Runtime engine 230 is preferably configured to process dynamic instructions sets. One example of a dynamic instruction set is a set of instructions to install a communication interface. The processing of dynamic instruction sets includes translation of opcodes into executable instruction sets and execution of those instruction sets. For example, a set of handset opcodes may be received from the interface server 60. The processing of dynamic instruction sets also includes compilation of opcodes and corresponding data for delivery to the interface server 60. Preferably, runtime engine 230 can be launched by wireless communication device 20, 30 on an as needed basis so that it runs only when necessary and consumes a minimal amount of system resources (e.g. memory, CPU cycles, etc.) on the handset 20, 30.

FIG. 3C is a block diagram illustrating an example handset operation code library 220 and corresponding runtime instruction set 260. The handset opcode library 220 and runtime instruction set 260 are preferably housed in the data storage area 240 of the handset 20, 30. In one embodiment, the executable instructions in the runtime instruction set 260 correspond in a one-to-one relationship with the opcodes contained in the handset opcode library 220. Alternatively, a single opcode in the handset opcode library 220 may correspond to a sequence of instructions in the runtime instructions 260.

FIG. 3D is a block diagram illustrating an example set of runtime instructions 260. In the illustrated embodiment, any number of executable instructions can be included in runtime instructions 260, from instruction 1 through instruction n. Optimally, a large number of functions are available in runtime instructions 260 and yet consume very little resources (e.g. persistent memory) of the handset 20, 30.

FIG. 4 is a flow diagram illustrating an example process for obtaining summary information from an external device. Initially, in step 300, the handset detects a connection from an external device. The connection can be detected over a wired or wireless link. Upon detecting a connection, the handset determines if the connection was initiated by a user, as shown in step 302. For example, the user may press a sequence of keys or issue spoken commands to instruct the handset that a new device is connected. In one embodiment, if the connection is user initiated, summary device information is provided to the handset directly from the user. In such an embodiment, the handset next stores the summary device information in step 304.

Alternatively, if the detection was not user initiated, then the handset next formulates a query for the external device, as illustrated in step 306. The query can advantageously conform to a standard protocol or it may be a proprietary protocol.
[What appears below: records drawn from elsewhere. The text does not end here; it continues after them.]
PR #2385, opened 2020-12-07
Add `lsp-rust-analyzer-rust-src-path` to lsp-rust

worr:
`lsp-rust-analyzer-rust-src-path` allows users to hint to the the rust-analyzer
client where it can find the standard library if they have installed it through
a means other than `rustup`.

### DIFF
--- a/clients/lsp-rust.el
+++ b/clients/lsp-rust.el
@@ -491,6 +491,12 @@ The command should include `--message=format=json` or similar option."
   :group 'lsp-rust
   :package-version '(lsp-mode . "7.1.0"))
 
+(defcustom lsp-rust-analyzer-rust-src-path nil
+  "The location of the rust-src component or checkout of the rust standard library source. The location should should contain a `core' directory."
+  :type 'string
+  :group 'lsp-rust
+  :package-version '(lsp-mode . "7.1.0"))
+
 (defun lsp-rust-analyzer--make-init-options ()
   "Init options for rust-analyzer"
   `(:diagnostics (:enable ,(lsp-json-bool lsp-rust-analyzer-diagnostics-enable)
@@ -629,6 +635,8 @@ The command should include `--message=format=json` or similar option."
                             "rust-analyzer")
                        ,@(cl-rest lsp-rust-analyzer-server-args))))
   :major-modes '(rust-mode rustic-mode)
+  :environment-fn (lambda ()
+                    '(("RUST_SRC_PATH" . lsp-rust-analyzer-rust-src-path)))
   :priority (if (eq lsp-rust-server 'rust-analyzer) 1 -1)
   :initialization-options 'lsp-rust-analyzer--make-init-options
   :notification-handlers (ht<-alist lsp-rust-notification-handlers)
--- a/CHANGELOG.org
+++ b/CHANGELOG.org
@@ -11,6 +11,7 @@
   * Automatically download [[https://github.com/eclipse/lemminx][XML language server Lemminx]]
   * Add Vala support.
   * Add [[https://github.com/sorbet/sorbet][Sorbet Language Server]] for typechecking Ruby code.
+  * Added ~lsp-rust-analyzer-rust-src-path~
 ** Release 7.0.1
   * Introduced ~lsp-diagnostics-mode~.
   * Safe renamed ~lsp-flycheck-default-level~ -> ~lsp-diagnostics-flycheck-default-level~


yyoncho (approved):

yyoncho:
Looks good to me! @flodiebold, willing to take a look?

clients/lsp-rust.el
```diff
@@ -491,6 +491,12 @@ The command should include `--message=format=json` or similar option."
   :group 'lsp-rust
   :package-version '(lsp-mode . "7.1.0"))
 
+(defcustom lsp-rust-analyzer-rust-src-path nil
+  "The location of the rust-src component or checkout of the rust standard library source. The location should should contain a `core' directory."
```
flodiebold, line 495: TBH I'm not convinced we need a setting for this -- it's only required in special setups, and you can set the environment variable just as well on the emacs process, or put `(setenv "RUST_SRC_PATH" "...")` into your init file.

If we add it, I'd insist on at least adding something like "You do not need to set this if you're using rustup" to the doc string.

flodiebold: Although I think a setting that allows setting env variables for rust-analyzer in general would actually be useful :thinking:

worr: Personally, I added this because this is my typical setup (and likely a setup that may be more common than you'd expect). I use OpenBSD as my daily driver, and unfortunately there's no rustup support for it whatsoever. For anyone on an OS that has support in the compiler, but no rustup support, this is a typical setup. This is admittedly a small number of users (from what I can tell from the [rust components list](https://rust-lang.github.io/rustup-components-history/). It looks like the people that need this are primarily OpenBSD, DragonflyBSD and Haiku users.

If this is enough reason to either add this explicitly, or to add support for injecting env vars generically to rust-analyzer, I'm happy to amend the comment or even implement generic env support.

flodiebold: @yyoncho What do you think?

@worr I'm wondering what would be necessary to make your setup work without this though. I assume `rustc` is still on the path in your setup, right? What does `rustc --print sysroot` print? Could the rust source be put there?

worr: I had actually thought of doing that first before making this change, but unfortunately that's not feasible.  `rustc --print sysroot` on the Rust from OpenBSD packages shows `/usr/local` as the sysroot.

yyoncho: Support for injecting env vars sounds good to me.

flodiebold: @worr so where is the rust source installed in your setup, and where are the `rlib`s?

worr: rlibs are stored in `/usr/local/lib/rustlib/x86_64-unknown-openbsd/lib/`

The source I have pulled down in my home directory separately, checked out to the version of rust that they package.

flodiebold: So couldn't whatever mechanism installs the rlibs into that folder also install the corresponding source into `/usr/local/lib/rustlib/src`? That would also make sure you've got the correct version of the source.

worr: There's no package that includes the source (I will ask some OpenBSD devs about this, since there are genuine use-cases for it, like `rust-analyzer`). That still does not resolve the problem though, since `rust-analyzer` locates the source [by getting the sysroot path, and looks for the source for the crates in the sysroot path.](https://github.com/rust-analyzer/rust-analyzer/blob/f925735e64cb6aed85f28cacc0a91c1c1bc06bb4/crates/project_model/src/sysroot.rs#L59-L107)

So in my case, with a sysroot of `/usr/local`, it'd expect to find to find effectively the contents of `rust/library`. Even if OpenBSD put the source in a separate package, their packaging would certainly not allow for distributing all of the library source in the top of  `/usr/local` like that.

flodiebold: It'd expect to find the sources in [`/usr/local/lib/rustlib/src/rust`](https://github.com/rust-analyzer/rust-analyzer/blob/f925735e64cb6aed85f28cacc0a91c1c1bc06bb4/crates/project_model/src/sysroot.rs#L155), i.e. an `src` folder on the same level as the `x86_64-unknown-openbsd` folder. That seems to me like a reasonable location. And yeah, it'd be great if the sources could be packaged.

worr: Thanks for fixing my misunderstanding about how this worked. Adding a symlink to my checkout there worked beautifully. I'll close out this PR. Sorry about all of this!

PR #2387, opened 2020-12-08
Fix keyword auto-completion in classes for iph

nbfalcon:
When auto-completing public, ... at the start of a class, Intelephense
sends `CompletionList`s that have no :isIncomplete fields (a spec
violation), causing `lsp-completion--sort-completions` to get a
`CompletionList` instead of a list of `CompletionItem`, `error`ing.

Extend `lsp-interface` to take an optional fourth list of semi-optional
arguments (like optional but without a ?) for each interface tuple.
Define `CompletionList` so that is-optional is semi-optional.

### DIFF
--- a/lsp-protocol.el
+++ b/lsp-protocol.el
@@ -44,7 +44,7 @@
   (defvar lsp-use-plists nil))
 
 (defmacro lsp-interface (&rest interfaces)
-  "Generate LSP bindings from INTERFACES triplet.
+  "Generate LSP bindings from INTERFACES tuples.
 
 Example usage with `dash`.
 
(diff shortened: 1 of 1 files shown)


yyoncho:
Is this reported upstream? Also, can we replace this one with a local patch(e. g. check only if :items are present to determine the type of the object) instead of introducing the patch on the global level?

nbfalcon:
@yyoncho this is more-or-less a local patch: `lsp-interface` is extended to support semi-required fields, and the only interface definition that changes is `CompletionList`, which now doesn't require `:isIncomplete` to be present. All other interfaces are completely unaffected.

nbfalcon:
I don't know whether this can be raised upstream - I cannot submit a PR, given that `iph` is proprietary.

yyoncho:
`lsp-interface` part of the public `lsp-mode`'s interface so it is not local.

nbfalcon:
My change doesn't break anything - all previous uses of `lsp-interface` will still continue to work like they did, if the use triples. This is because `-let` + list destructuring sets variables to nil if the list ends first:
```emacs-lisp
(funcall (-lambda ((a b c d)) d) '((a))) ; nil, not error, even though we are missing three elements
```

That also means that interface triples can also be pairs, or even one-tuples.

yyoncho:
The issue is that we add a parameter that makes little sense and it is hard to explain. Using `vectorp` instead of `lsp-completion-list?`  will fix the code too and it won't introduce awkward changes to public lsp-mode functions.

kiennq:
> Using `vectorp` instead of `lsp-completion-list?` will fix the code too and it won't introduce awkward changes to public lsp-mode functions.

I think we will actually need to check for `items` is presented in response from server to fix this error.

Anyway, this is clearly spec violation, and the more we support those behaviors, the more our code become unmanageable. Extending the interface to accommodate the kind of semi-optional is not making sense too.

We can actually ask the user of `iph` to actually advice the `lsp-require-while-no-input` to specially insert the `isIncomplete` field into `textDocument/completion` response. That requires no hack from `lsp-mode` (so we keep spec compliant) and discourage from using spec violated language server.
If you pay for `iph`, you should have the rights to file bug and ask for its changes to compliant with actual specs.

yyoncho:
> I think we will actually need to check for `items` is presented in response from server to fix this error.

This is what I initially suggested. Spent some time analyzing the code and you will end up with the conclusion that using `vectorp` is much easier to implement.

kiennq:
Ah, yes, that would work too.

yyoncho:
> Ah, yes, that would work too.

The issue is with the merge function and we do not expose `member` func via lsp-protocol.el.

Once the query is formulated, the handset sends the query to the external device in step 308. In step 310, the handset determines if a valid response was received from the external device. If there was no response or the response was invalid, the handset can return to step 306 and reformulate the query and proceed to query the external device again. Advantageously, the handset may cycle through a variety of known query formats and protocols until a valid response is received. Once a valid response is received that preferably includes summary profile information about the external device, the handset stores the summary profile information, as shown in step 304.